The show's lead actor, Barry Sullivan, was marking his fourth series and described the show as being "a piece of pioneer literature". He had previously expressed that he would never star in a weekly television series again, although he warmed to the show when he began working closely with the cast and crew. Having spent long periods of time driving an old wagon for the show, Sullivan decided to take lessons and spent seven consecutive Saturdays in Antelope Valley, California perfecting the driving technique.

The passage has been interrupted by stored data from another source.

PR #980, opened 2021-07-13
feat: enable to preview themes

xiyaowong:
Preview the selected theme, applies it on <cr> or restore original theme
automatically.

### DIFF
--- a/lua/telescope/builtin/internal.lua
+++ b/lua/telescope/builtin/internal.lua
@@ -634,26 +634,72 @@ internal.buffers = function(opts)
 end
 
 internal.colorscheme = function(opts)
+  local before_color = vim.api.nvim_exec('colorscheme', true)
+  local need_restore = true
+
   local colors = vim.list_extend(opts.colors or {}, vim.fn.getcompletion('', 'color'))
 
-  pickers.new(opts,{
-    prompt = 'Change Colorscheme',
+  -- used for hiding the preview window
+  local deleted
+  local function del_win(win_id)
+    if win_id == nil or not vim.api.nvim_win_is_valid(win_id) then
+      return
+    end
+
+    local bufnr = vim.api.nvim_win_get_buf(win_id)
+    if vim.api.nvim_buf_is_valid(bufnr) and not vim.api.nvim_buf_get_option(bufnr, 'buflisted') then
+      vim.cmd(string.format('silent! bdelete! %s', bufnr))
+    end
+
+    if not vim.api.nvim_win_is_valid(win_id) then
+      return
+    end
+    pcall(vim.api.nvim_win_close, win_id, true)
+  end
+
+  local picker
+  picker = pickers.new(opts, {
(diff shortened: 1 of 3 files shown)


Conni2461:
Cool, works good so far, would also be cool to have the current file opened in the previewer buffer rather than closing the window. Will do code review tomorrow :)

CC @teto

xiyaowong:
yes, that' what I thought at first, but I found it's easier to close than to preview, so I just implement close. I will make some commits later:smile:

lua/telescope/builtin/internal.lua
```diff
@@ -634,26 +634,90 @@ internal.buffers = function(opts)
...
+  if vim.fn.buflisted(bufnr) ~= 1 then
+    local deleted = false
+    local function del_win(win_id)
+      if win_id == nil or not vim.api.nvim_win_is_valid(win_id) then
+        return
+      end
+
+      local bnr = vim.api.nvim_win_get_buf(win_id)
+      if vim.api.nvim_buf_is_valid(bnr) and not vim.api.nvim_buf_get_option(bnr, 'buflisted') then
+        vim.cmd(string.format('silent! bdelete! %s', bnr))
```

Production moved away from Kansas in 1967, with it reported that the shift in location was always the plan, although happened sooner than anticipated due to the show's future being at risk. Ratings struggled against other shows including Family Affair and The Felony Squad, while Seel's character Tom Pride was killed off to reduce costs.

===Filming===
Sullivan said in an interview that scripts for the show would be provided several weeks in advance, which allowed time to absorb the scripts in order to perfect their lines and character portrayals.

==Reception==
The show was highly anticipated by The Atlanta Constitution writer Paul Jones, who predicted that the show would "be the most successful new show of the television season", based on his opinion that there had not been a western show flop for considerable time and of his high rating for producer Norman Macdonnell.

==Media Information==
Following the cancellation of the series, Universal edited the first two episodes (This Savage Land, Parts 1 and 2) into a 97-minute feature film called This Savage Land, which was released to U.S. theaters as a second feature in June 1969.